Declarações que estão a marcar a campanha eleitoral para as legislativas , com todos os partidos a aproveitarem a aparição de Passos Coelho, seja como arma de arremesso a Luís Montenegro ou como reforço na posição da aliança partidárias entre o PSD, o CDS e o PPM.
O LONGO E PENOSO CICLO DE DISSABORES DE PASSOS
Pedro Passos Coelho está hoje mais sereno, conformado, mas sem esquecer a dor que tem pautado a sua vida ao longo dos últimos anos. Numa reportagem feita pela revista 'Sábado' há cerca de um ano, os amigos garantiam que ele não se isolou depois dos infortúnios da vida, mas colocou, mais do que nunca, os olhos na família, até porque é aí que se sente bem.
Os desgostos aconteceram uns atrás dos outros e colocam em dúvida os dizeres populares que afirmam que um azar não bate sempre à mesma porta. No caso de Pedro Passos Coelho, a sua não parou de tocar. A mulher foi o mais duro embate e aquele de que dificilmente vai recuperar. Em 2015, a família susteve a respiração quando a fisioterapeuta foi diagnosticada com um tumor ósseo num dos joelhos. Na altura, o político estava no final do seu mandato como primeiro-ministro e, apesar de ter continuado na cena política, declarou guerra à doença com a mulher. Foram juntos a praticamente todas as consultas, tratamentos e, quando eram fotografados lado a lado, numa altura em que Laura já não tinha cabelo, Passos apertava-lhe a mão, enquanto ela sorria.
Foi neste espírito de união que celebraram os recuos da doença, mas também que enfrentaram o cenário cada vez mais dramático traçado pelos médicos que acompanhavam Laura no IPO, quando as metástases não davam tréguas, e que culminou com a sua morte, em 2020. Aconteceu um ano depois de Pedro Passos Coelho ter perdido o pai e a paz tardaria a chegar. Apenas oito meses depois de ter ficado sem a companheira, Passos Coelho deparou-se com a notícia da morte do irmão mais velho, Miguel, que tinha paralisia cerebral desde criança e faleceu no hospital onde estava internado, vítima de uma infeção. Dois anos mais tarde, perderia também a mãe.
Num ano negro que parecia não ter fim, o antigo político viu ainda a irmã ser diagnosticada com um cancro, assim como a antiga companheira, Fátima Padinha, que também continuava a braços com a doença. No meio deste cenário e com uma filha menor a seu encargo, era também o cuidador dos sogros.

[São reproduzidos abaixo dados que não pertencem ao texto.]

PR #3165, opened 2025-08-06
Keep async keyword when pulling up async method

chbndrhnns:
Fixes https://youtrack.jetbrains.com/issue/PY-56793/Pull-members-up-converts-async-method-to-sync-method
Fixes https://youtrack.jetbrains.com/issue/PY-53643/Missing-async-statement-when-pulling-method-up-as-abstract


avokin2:
Merged

PR #3166, opened 2025-08-06
[JEWEL-948] Add Scrollable containers for staggered grids

rock3r:
This adds a new overload to ScrollableContainer APIs that takes in a `ScrollableState`. This new API allows it to be used with any scroll-based container, both lazy and non-lazy.

This then deprecates the older lazy-based overloads as they can be expressed trivially in terms of the new ScrollableState-based ones.

Lastly, this adds clarification to the various KDocs.

### New features
 * Added a new overload for scrollable containers that takes a more general `ScrollableState` parameter, that can be used with all lazy containers, as well as non-lazy containers that want to own their scroll modifier.

### Deprecated API
 * Deprecated `LazyListState`- and `LazyGridState`-based APIs for scrollable containers as they can be trivially migrated to the new `ScrollableState`-based APIs.


rock3r:
Ready to merge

No ano em que questionou se era possível suportar mais sofrimento, desceu ao fundo, mas, de acordo com os mais próximos, nunca se desviou do foco: a filha mais nova, que tinha sido privada da mãe em tão tenra idade e dependia inteiramente de si. Afastou-se da política, dedicou-se à família e honrou a promessa que fez a Laura. Agora com a filha já mais crescida, posiciona-se ao lado de Luís Montenegro e surge como uma espécie de cavaleiro branco para a AD, que pode agitar e baralhar as contas nesta campanha eleitoral. Para o bem ou para o mal.